** WHAT IS REQUIRED **
In which lines of the data does the string "later" appear? Copy every one.
───── THE DATA
Issue #156, opened 2017-04-19
reconsider the door effect


jelkosz:
When a VM cube is picked, a door effect slides the VMs to the left side and the right side of the screen is filled with the VM details.

This behaviour is a more eye-candy implementation of the original basic user portal which behaves similarly without the door effect.

The biggest advantage of this UI is that it makes use of a large part of the screen (about a half of it) and scales well with the size of the screen. 

The disadvantage is that the design is quite controversial and also not in line with the patternfly which is used by other UIs of the oVirt ecosystem (like cockpit plugin or webadmin).

I would propose to use a similar approach as the trello is using when opening a card. Don't slide anything enywhere, open a large (patternfly) dialog window in the centre of the screen which will be proportional to the size of the screen (e.g. also will take about half of it and will scale with the size of the screen).

It will have all the advantages of the original design but will be more in-line with the patternfly (meaning the rest of the ecosystem) and will be less controversial.

@mareklibra @jniederm @matobet @bond95 @michalskrivanek what you guys think?

---------
Fixed by:

 - https://github.com/oVirt/ovirt-web-ui/pull/197

Depends on:

 - #200 
 - #196

matobet:
Big :+1: to a modal, patternfly-aligned dialog. The door effect is just too .... controversial.

mareklibra:
I prefer the dialog style over the sliding effect more.
Anyway, let's put this on hold for a while. Maybe we find something even better.

jniederm:
It seems that web-ui proved itself a viable product and it's gaining more and more features. I find this stage of development the right moment to create a vision of intended "final" state. Maybe we will want the project to cover more than just functionality of current basic user portal. In that case it may be handy to think through the "complete" version is supposed to look like, what kind of data we will want to show and edit. How to visually represent content of current subtabs or navigation to listings of other entities (e.g. templates or perhaps hosts).

Such vision can help us to prevent current problems of webadmin like:
* it is difficult to search for editing widget or particular name - there is no in-app search and standard "Ctrl-F" doesn't work because of side-tabs
* it is quite tedious, sometimes even impossible to find out what is value of running VM configuration and what is value of next-run configuration
* if backend validation fails, changes of whole VM dialog are lost
* some operations a represented in rather unfortunate way, for example memory hot plug
* Quota tab - the easter-egg

Regarding potential door replacements: I find following ways worth considering:
* modal dialog (similar to current webadmin)
[...]

PR #197, opened 2017-05-23
Remove door effect, replace it by react-router

bond95:
Partially fixes: https://github.com/oVirt/ovirt-web-ui/issues/156

@jelkosz @mareklibra @matobet 

------------------------
Must-Have (see https://github.com/oVirt/ovirt-web-ui/pull/197#pullrequestreview-40267230 ):

[ ] all code review comments addressed
[ ] Error message for expired/invalidated token is rendered badly - hiden by page header. Look for the TokenExpired component.
[ ] When leaving Add/Edit VM screen with "unsaved" changes, confirmation is no more shown (but should be).
[ ] When on VM Detail and Remove VM is confirmed, the flow shall lead to VmsList.
[ ] Breadcrumb: rename for Edit VM to:  Virtual Machines >> [VM Name] >> Edit
       (so no need to repeat the VM name after "Edit" text)
[ ] Change flow: Add new VM -> Create VM button -> NEW: VM detail (instead of standing on Add VM view)
[ ] Similar change for Update VM: successful submit leads to read-only VM Detail
[ ] Rearrange VM Detail to:
  - Description first and spreading over whole screen width
  - Left column:
    - State
    - Cluster
    - Template
    - Operating System
    - Memory
    - CPU
    - Address
  - Right column
    - Console
    - Disks
  - **Question ??**: Do we still need show/hide for Console and Disks? What about making "Disks" a link causing more details rendered on the right side of the page. Multiple such "subviews" can be rendered simultaneously.

[ ] ...

### DIFF
--- a/src/components/VmDialog/index.js
+++ b/src/components/VmDialog/index.js
@@ -2,6 +2,7 @@ import React from 'react'
 import PropTypes from 'prop-types'
 
 import { connect } from 'react-redux'
+import { Link, Redirect, Prompt } from 'react-router-dom'
 
 import { logDebug, generateUnique } from '../../helpers'
 
@@ -16,10 +17,13 @@ import FieldHelp from '../FieldHelp'
 import Selectors from '../../selectors'
 import {
   closeDialog,
-  requestCloseDialogConfirmation,
-  createVm,
-  editVm,
 } from '../../actions/index'
+
+import {
+  editVm,
+  createVm,
+  setSavedVm,
+} from './actions'
 
 function sortedBy (immutableCollection, sortBy) { // TODO: move to helpers
   return immutableCollection.sort(
@@ -46,6 +50,8 @@ class VmDialog extends React.Component {
       clusterId: undefined,
       templateId: undefined,
       osId: undefined,
+      saved: false,
+      isChanged: false,
     }
 
     this.closeDialog = this.closeDialog.bind(this)
@@ -67,6 +73,10 @@ class VmDialog extends React.Component {
     this.onChangeVmDescription = this.onChangeVmDescription.bind(this)
     this.onChangeVmMemory = this.onChangeVmMemory.bind(this)
     this.onChangeVmCpu = this.onChangeVmCpu.bind(this)
+  }
+
+  componentWillMount () {
+    this.props.onInit()
   }
 
   componentDidMount () {
@@ -101,6 +111,9 @@ class VmDialog extends React.Component {
     this.props.vm
       ? this.props.updateVm(this.composeVm(), actionUniqueId)
       : this.props.addVm(this.composeVm(), actionUniqueId)
+    this.setState({
+      saved: true,
+    })
   }
 
   getLatestUserMessage () {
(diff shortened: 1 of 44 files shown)


ovirt-infra:

ovirt-infra:

ovirt-infra:

ovirt-infra:

ovirt-infra:

ovirt-infra:

ovirt-infra:

ovirt-infra:

ovirt-infra:

ovirt-infra:

ovirt-infra:

ovirt-infra:

mareklibra:
@bond95 , please
- remove yarn.lock from the commit
- rebase

Since this is quite complex change, I would like to try locally ...

bond95:
@mareklibra please review

mareklibra:
When a new VM is created (Create VM button clicked), the flow shall land on VM Detail. With recent implementation, the Create VM dialog keeps to be rendered which is confusing.

src/sagas.js
```diff
@@ -485,8 +483,8 @@ function* getConsoleVm (action) {
  * VmDetail is to be rendered.
  */
 export function* selectVmDetail (action) {
-  yield put(setVmDetailToShow({ vmId: action.payload.vmId }))
   yield fetchSingleVm(getSingleVm({ vmId: action.payload.vmId })) // async data refresh
+  yield put(loadInProgress({ value: false }))
```
bond95: No, and there is a few reasons:
1. Function fetchAllVms using for a long time, before this commit, without paired with code, because this function is using only in first data loading for showing load component (loadInProgress value has true value by default)
2. Cause of we now has more than one page we shall this use for showing loading component

mareklibra: Please consider in context of https://github.com/oVirt/ovirt-web-ui/pull/198.

The loadInProgress is can be set even later on. Recently it's set to true:
- during app initialization (full data load is expected ...)
- when full reload is requested (the Refresh button)
- might be decided later to set it whenever polling occurs (recently is the user intentionally not informed about that)

For completeness, any VM action (or so) sets Action In Progress causing the same visual "Loading ..." component to render.

@bond95 , please review the use of "components/LoadingData" within this PR, there's no need to render it on every subscreen, I think.

bond95: According to what I see code, loadInProgress set only two times, first in begining when with reducer, and second time in login sagas, that's all, and in code it present only two times, in login sagas and fetchAllVms sagas, so I don't see any reasons why it can't be used for showing Loading component when page is loading.
There is react-router, so when page is reloaded, all previous data will be lost, and web-ui need to load this data again for certain page, until it is not done I think better to show Loading component for user.

src/components/VmDialog/index.js
```diff
@@ -149,31 +162,27 @@ class VmDialog extends React.Component {
...
   }
 
   onChangeVmMemory (event) {
-    this.onIntegerChanged({ stateProp: 'memory', value: event.target.value, factor: 1024 * 1024 })
+    this.onIntegerChanged({ stateProp: 'memory', value: event.target.value, factor: 1024 * 1024, isChanged: true })
   }
 
   onChangeVmCpu (event) {
-    this.onIntegerChanged({ stateProp: 'cpus', value: event.target.value })
+    this.onIntegerChanged({ stateProp: 'cpus', value: event.target.value, isChanged: true })
```
mareklibra: I don't see this is used somewhere in the onIntergerChanged

mareklibra:
Generally looks good. Some minor UI issues remains, but this can be used.

jelkosz:
yeah! :tractor:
──────────
** YOUR RESPONSE **
The loadInProgress is can be set even later on. Recently it's set to true:
- might be decided later to set it whenever polling occurs (recently is the user intentionally not informed about that)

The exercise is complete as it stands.